Так Эстебан узнал о печальном конце вдохновителя лионских расстрелов. По прибытии в Кайенну он был вместе с Бийо устроен при лазарете, которым ведали монахини, и по роковой случайности попал в каморку, именовавшуюся «палатой Людовика Святого», – надо помнить, что именно Колло д'Эрбуа требовал немедленного, безотлагательного осуждения последнего из Людовиков. С самого начала он предался безудержному пьянству, не вылезал из кабаков и писал на клочках бумаги бессвязные воспоминания, которые, по его словам, должны были воссоздать правдивую историю революции. Напившись, он горько оплакивал свою злосчастную судьбу и жаловался на полное одиночество в этом аду; старый комедиант сопровождал свои сетования такими патетическими жестами и воплями, что суровый Бийо выходил из себя.
– Ты не на сцене! – кричал он Колло. – Сохраняй, по крайней мере, достоинство, говори себе, как это делаю я, что ты выполнил свой долг.
Волны термидорианской реакции постепенно докатились до Гвианы, и местные негры прониклись враждою к бывшим членам Комитета общественного спасения. И когда те появлялись на улице, их осыпали насмешками и оскорблениями.
– Если бы мне пришлось все начать сызнова, – ворчал сквозь зубы Бийо, – я бы вряд ли даровал свободу людям, которые даже не понимают, какой ценой она достигается; я отменил бы декрет от шестнадцатого плювиоза второго года Республики.

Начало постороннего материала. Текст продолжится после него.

PR #63369, opened 2023-01-31
New missions for the heli crash scenario

Termineitor244:
#### Summary
Content "Adds 2 new simple missions to the helicopter crash scenario"

#### Purpose of change

A military squad crashing in the wilderness with only one survivor while in transport sounds like a very good scenario to have more content, or, in this case, more missions to explore these special circumstances a little.

#### Describe the solution
Adds 2 new missions, one for all the passengers of the helicopter to be able to return to their base of origin and another one for the pilot to search for a new ride in the supply point closest to the crash, just a pair of nice little flavor missions to spice the scenario.

To revamp a little the zombie spawns of the 2 locations while I was here, since they seem pretty... bland. Specially the military helipad where the game just spawns a bunch of zombie soldiers glued together in the same point, but that can always be done in a different PR if I find the time.

#### Testing
Tested the changes in my local copy of the game of my phone, the missions generate normally and everything works.

#### Additional context
I was able to make and test this in a cave! With a trash text editor! Meaning in my work, with my cellphone haha.

### DIFF
--- a/data/json/starting_missions.json
+++ b/data/json/starting_missions.json
@@ -640,7 +640,7 @@
       "assign_mission_target": {
         "om_terrain": "helipad_nw",
         "reveal_radius": 10,
-        "om_special": "helipad",
+        "om_special": "military helipad",
         "search_range": 70,
         "min_distance": 25,
         "z": 0
--- a/data/json/starting_missions.json
+++ b/data/json/starting_missions.json
@@ -628,20 +628,6 @@
     "origins": [ "ORIGIN_GAME_START" ]
   },
   {
-    "id": "MISSION_HELICOPTER_REFUEL",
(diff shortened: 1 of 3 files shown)


data/json/starting_missions.json
```diff
@@ -627,6 +627,82 @@
     },
     "origins": [ "ORIGIN_GAME_START" ]
   },
+  {
+    "id": "MISSION_HELICOPTER_REFUEL",
```
Night-Pryanik, line 631: This new mission doesn't seem to be set neither for profession nor for scenario?

Termineitor244: This mission got mistakenly copy pasted from just above in the doc when I passed the changes to my pc, I need to delete it.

«Виктор необыкновенно гордился тем, что привез в Америку этот декрет», – подумал Эстебан. Жаннэ выслал Колло из Кайенны и приказал ему жить в Куру. Там «папаша Жерар» еще больше пристрастился к спиртному, он бродил по дорогам в разорванной куртке, набив карманы замусоленными листками, приставал к прохожим, спал прямо в придорожных канавах и учинял скандалы в трактирах, где ему отказывали в кредите. Однажды ночью он выпил бутылку какой-то едкой жидкости, которую, видимо, принял за водку. В тяжелом состоянии Колло д'Эрбуа был отправлен местным фельдшером в Кайенну. Однако негры, которым было поручено доставить его в город, бросили больного по дороге, обозвав убийцей, предавшим бога и людей. Беднягу поразил солнечный удар, и он был в конце концов доставлен в лазарет монахинь святого Павла Шартрского, где по воле случая вторично оказался в «палате Людовика Святого». Там Колло принялся громко призывать бога и пресвятую деву, умоляя их простить ему прегрешения. На его отчаянные вопли прибежал караульный-эльзасец, который пришел в ярость при виде этого запоздалого раскаяния: он напомнил умирающему, что всего месяц назад тот подстрекал его поносить священное имя богоматери и убеждал, будто житие святой Одилии – пустые россказни, придуманные для того, чтобы морочить народ. Теперь Колло требовал, чтобы к нему привели исповедника, – скорее, как можно скорее! – по его телу пробегали судороги, он стонал и плакал, говоря, что внутренности у него охвачены огнем, что его сжигает лихорадка и что ему нет больше спасения. Под конец он стал кататься по полу и умер, захлебнувшись кровавой рвотой.
Жаннэ узнал о смерти Колло, когда играл в бильярд в компании чиновников.
– Пусть его где-нибудь зароют. Собаке – собачья смерть, – сказал агент Директории, не выпуская из рук кий, которым только что искусно сделал карамболь.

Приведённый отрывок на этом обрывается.